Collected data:

:::::

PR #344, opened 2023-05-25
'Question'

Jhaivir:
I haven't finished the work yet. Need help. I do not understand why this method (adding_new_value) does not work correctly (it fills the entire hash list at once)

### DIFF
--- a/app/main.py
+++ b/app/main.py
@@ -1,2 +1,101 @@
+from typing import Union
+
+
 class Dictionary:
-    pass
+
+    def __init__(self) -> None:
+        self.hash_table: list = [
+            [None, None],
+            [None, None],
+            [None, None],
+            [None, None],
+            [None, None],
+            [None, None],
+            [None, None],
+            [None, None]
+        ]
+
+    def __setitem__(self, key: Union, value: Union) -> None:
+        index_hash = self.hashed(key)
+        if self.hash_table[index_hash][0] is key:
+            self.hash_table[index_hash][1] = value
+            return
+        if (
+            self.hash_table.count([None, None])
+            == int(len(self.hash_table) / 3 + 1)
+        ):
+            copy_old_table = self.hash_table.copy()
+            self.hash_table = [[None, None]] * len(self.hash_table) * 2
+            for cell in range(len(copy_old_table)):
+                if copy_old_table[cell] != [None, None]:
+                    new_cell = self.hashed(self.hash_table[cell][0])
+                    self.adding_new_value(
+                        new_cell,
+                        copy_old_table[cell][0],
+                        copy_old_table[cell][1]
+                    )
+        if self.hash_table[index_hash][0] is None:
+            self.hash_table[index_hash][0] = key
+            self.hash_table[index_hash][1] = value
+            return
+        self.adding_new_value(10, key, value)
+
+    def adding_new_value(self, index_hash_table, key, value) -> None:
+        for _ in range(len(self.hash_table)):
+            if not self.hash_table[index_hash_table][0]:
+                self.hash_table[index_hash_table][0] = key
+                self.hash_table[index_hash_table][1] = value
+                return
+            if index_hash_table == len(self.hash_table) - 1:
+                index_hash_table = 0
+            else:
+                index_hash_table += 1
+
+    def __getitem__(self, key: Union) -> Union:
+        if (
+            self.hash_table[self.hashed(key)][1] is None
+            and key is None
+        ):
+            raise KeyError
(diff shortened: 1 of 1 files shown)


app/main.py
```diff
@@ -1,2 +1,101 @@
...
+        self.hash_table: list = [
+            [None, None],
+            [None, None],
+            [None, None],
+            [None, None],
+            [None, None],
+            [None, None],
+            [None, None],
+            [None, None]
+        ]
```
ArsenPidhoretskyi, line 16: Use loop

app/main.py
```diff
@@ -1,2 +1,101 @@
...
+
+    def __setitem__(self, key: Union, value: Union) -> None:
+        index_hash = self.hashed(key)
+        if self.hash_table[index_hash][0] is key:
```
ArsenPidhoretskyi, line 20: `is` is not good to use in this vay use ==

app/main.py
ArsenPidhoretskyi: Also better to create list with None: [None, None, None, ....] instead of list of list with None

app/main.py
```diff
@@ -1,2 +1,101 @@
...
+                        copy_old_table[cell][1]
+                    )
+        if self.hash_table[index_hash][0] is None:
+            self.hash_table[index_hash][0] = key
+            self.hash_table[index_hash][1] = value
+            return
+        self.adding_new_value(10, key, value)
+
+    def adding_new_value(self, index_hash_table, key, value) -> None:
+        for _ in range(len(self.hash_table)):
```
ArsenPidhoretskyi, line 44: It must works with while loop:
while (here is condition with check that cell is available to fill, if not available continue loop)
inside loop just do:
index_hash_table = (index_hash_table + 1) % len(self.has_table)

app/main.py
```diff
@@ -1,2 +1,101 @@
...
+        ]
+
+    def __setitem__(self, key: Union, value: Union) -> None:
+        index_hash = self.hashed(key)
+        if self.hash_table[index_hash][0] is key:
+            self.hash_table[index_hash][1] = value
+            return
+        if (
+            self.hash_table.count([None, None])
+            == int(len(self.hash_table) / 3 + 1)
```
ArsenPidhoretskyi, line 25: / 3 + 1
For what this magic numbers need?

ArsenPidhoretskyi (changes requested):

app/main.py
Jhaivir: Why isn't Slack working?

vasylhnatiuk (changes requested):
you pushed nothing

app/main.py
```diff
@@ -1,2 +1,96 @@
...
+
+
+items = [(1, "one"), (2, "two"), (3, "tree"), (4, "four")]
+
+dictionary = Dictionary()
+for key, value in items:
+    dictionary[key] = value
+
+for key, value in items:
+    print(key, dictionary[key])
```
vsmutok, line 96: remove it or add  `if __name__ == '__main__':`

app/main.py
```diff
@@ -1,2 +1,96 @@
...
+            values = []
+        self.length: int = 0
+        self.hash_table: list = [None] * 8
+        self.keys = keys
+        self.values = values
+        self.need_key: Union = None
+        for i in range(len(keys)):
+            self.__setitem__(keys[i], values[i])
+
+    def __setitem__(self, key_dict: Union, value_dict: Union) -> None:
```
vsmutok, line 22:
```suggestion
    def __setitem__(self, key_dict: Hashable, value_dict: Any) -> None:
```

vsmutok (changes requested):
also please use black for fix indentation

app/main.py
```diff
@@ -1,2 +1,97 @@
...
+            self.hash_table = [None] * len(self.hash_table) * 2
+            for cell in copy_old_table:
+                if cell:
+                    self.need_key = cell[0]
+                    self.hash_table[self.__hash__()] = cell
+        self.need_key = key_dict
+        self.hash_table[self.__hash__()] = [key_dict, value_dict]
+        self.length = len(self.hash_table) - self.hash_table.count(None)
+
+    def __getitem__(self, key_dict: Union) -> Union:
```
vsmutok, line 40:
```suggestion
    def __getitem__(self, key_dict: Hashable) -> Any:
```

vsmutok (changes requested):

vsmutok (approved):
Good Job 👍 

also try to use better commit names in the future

:::::

Your task
All records must be transcribed exactly, with none left out.

Response to this exercise
PR #344, opened 2023-05-25
'Question'

Jhaivir:
I haven't finished the work yet. Need help. I do not understand why this method (adding_new_value) does not work correctly (it fills the entire hash list at once)

### DIFF
--- a/app/main.py
+++ b/app/main.py
@@ -1,2 +1,101 @@
+from typing import Union
+
+
 class Dictionary:
-    pass
+
+    def __init__(self) -> None:
+        self.hash_table: list = [
+            [None, None],
+            [None, None],
+            [None, None],
+            [None, None],
+            [None, None],
+            [None, None],
+            [None, None],
+            [None, None]
+        ]
+
+    def __setitem__(self, key: Union, value: Union) -> None:
+        index_hash = self.hashed(key)
+        if self.hash_table[index_hash][0] is key:
+            self.hash_table[index_hash][1] = value
+            return
+        if (
+            self.hash_table.count([None, None])
+            == int(len(self.hash_table) / 3 + 1)
+        ):
+            copy_old_table = self.hash_table.copy()
+            self.hash_table = [[None, None]] * len(self.hash_table) * 2
+            for cell in range(len(copy_old_table)):
+                if copy_old_table[cell] != [None, None]:
+                    new_cell = self.hashed(self.hash_table[cell][0])
+                    self.adding_new_value(
+                        new_cell,
+                        copy_old_table[cell][0],
+                        copy_old_table[cell][1]
+                    )
+        if self.hash_table[index_hash][0] is None:
+            self.hash_table[index_hash][0] = key
+            self.hash_table[index_hash][1] = value
+            return
+        self.adding_new_value(10, key, value)
+
+    def adding_new_value(self, index_hash_table, key, value) -> None:
+        for _ in range(len(self.hash_table)):
+            if not self.hash_table[index_hash_table][0]:
+                self.hash_table[index_hash_table][0] = key
+                self.hash_table[index_hash_table][1] = value
+                return
+            if index_hash_table == len(self.hash_table) - 1:
+                index_hash_table = 0
+            else:
+                index_hash_table += 1
+
+    def __getitem__(self, key: Union) -> Union:
+        if (
+            self.hash_table[self.hashed(key)][1] is None
+            and key is None
+        ):
+            raise KeyError
(diff shortened: 1 of 1 files shown)


app/main.py
```diff
@@ -1,2 +1,101 @@
...
+        self.hash_table: list = [
+            [None, None],
+            [None, None],
+            [None, None],
+            [None, None],
+            [None, None],
+            [None, None],
+            [None, None],
+            [None, None]
+        ]
```
ArsenPidhoretskyi, line 16: Use loop

app/main.py
```diff
@@ -1,2 +1,101 @@
...
+
+    def __setitem__(self, key: Union, value: Union) -> None:
+        index_hash = self.hashed(key)
+        if self.hash_table[index_hash][0] is key:
```
ArsenPidhoretskyi, line 20: `is` is not good to use in this vay use ==

app/main.py
ArsenPidhoretskyi: Also better to create list with None: [None, None, None, ....] instead of list of list with None

app/main.py
```diff
@@ -1,2 +1,101 @@
...
+                        copy_old_table[cell][1]
+                    )
+        if self.hash_table[index_hash][0] is None:
+            self.hash_table[index_hash][0] = key
+            self.hash_table[index_hash][1] = value
+            return
+        self.adding_new_value(10, key, value)
+
+    def adding_new_value(self, index_hash_table, key, value) -> None:
+        for _ in range(len(self.hash_table)):
```
ArsenPidhoretskyi, line 44: It must works with while loop:
while (here is condition with check that cell is available to fill, if not available continue loop)
inside loop just do:
index_hash_table = (index_hash_table + 1) % len(self.has_table)

app/main.py
```diff
@@ -1,2 +1,101 @@
...
+        ]
+
+    def __setitem__(self, key: Union, value: Union) -> None:
+        index_hash = self.hashed(key)
+        if self.hash_table[index_hash][0] is key:
+            self.hash_table[index_hash][1] = value
+            return
+        if (
+            self.hash_table.count([None, None])
+            == int(len(self.hash_table) / 3 + 1)
```
ArsenPidhoretskyi, line 25: / 3 + 1
For what this magic numbers need?

ArsenPidhoretskyi (changes requested):

app/main.py
Jhaivir: Why isn't Slack working?

vasylhnatiuk (changes requested):
you pushed nothing

app/main.py
```diff
@@ -1,2 +1,96 @@
...
+
+
+items = [(1, "one"), (2, "two"), (3, "tree"), (4, "four")]
+
+dictionary = Dictionary()
+for key, value in items:
+    dictionary[key] = value
+
+for key, value in items:
+    print(key, dictionary[key])
```
vsmutok, line 96: remove it or add  `if __name__ == '__main__':`

app/main.py
```diff
@@ -1,2 +1,96 @@
...
+            values = []
+        self.length: int = 0
+        self.hash_table: list = [None] * 8
+        self.keys = keys
+        self.values = values
+        self.need_key: Union = None
+        for i in range(len(keys)):
+            self.__setitem__(keys[i], values[i])
+
+    def __setitem__(self, key_dict: Union, value_dict: Union) -> None:
```
vsmutok, line 22:
```suggestion
    def __setitem__(self, key_dict: Hashable, value_dict: Any) -> None:
```

vsmutok (changes requested):
also please use black for fix indentation

app/main.py
```diff
@@ -1,2 +1,97 @@
...
+            self.hash_table = [None] * len(self.hash_table) * 2
+            for cell in copy_old_table:
+                if cell:
+                    self.need_key = cell[0]
+                    self.hash_table[self.__hash__()] = cell
+        self.need_key = key_dict
+        self.hash_table[self.__hash__()] = [key_dict, value_dict]
+        self.length = len(self.hash_table) - self.hash_table.count(None)
+
+    def __getitem__(self, key_dict: Union) -> Union:
```
vsmutok, line 40:
```suggestion
    def __getitem__(self, key_dict: Hashable) -> Any:
```

vsmutok (changes requested):

vsmutok (approved):
Good Job 👍 

also try to use better commit names in the future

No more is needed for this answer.